Segment Start: Provided entries
PR #566, opened 2017-06-23
Add keyboard shortcuts.

SergioEstevao:
This PR adds keyboard shortcuts to the editor

To test:
 - Run the test app on the iPad
 - On the editor tap on the CMD key
 - See if shorchuts show in screen
 - Try the shortcuts and see if they are working correctly.

### DIFF
--- a/Example/Example/EditorDemoController.swift
+++ b/Example/Example/EditorDemoController.swift
@@ -411,6 +411,26 @@ class EditorDemoController: UIViewController {
         toolbar.selectItemsMatchingIdentifiers(identifiers)
     }
 
+    override var keyCommands: [UIKeyCommand] {
+        if richTextView.isFirstResponder {
+            return [ UIKeyCommand(input:"B", modifierFlags: .command, action:#selector(toggleBold), discoverabilityTitle:NSLocalizedString("Bold", comment: "Discoverability title for bold formatting keyboard shortcut.")),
Segment End: Provided entries
Please go through the data above and copy each line that has the word "UIKeyCommand".

+    override var keyCommands: [UIKeyCommand] {
+            return [ UIKeyCommand(input:"B", modifierFlags: .command, action:#selector(toggleBold), discoverabilityTitle:NSLocalizedString("Bold", comment: "Discoverability title for bold formatting keyboard shortcut.")),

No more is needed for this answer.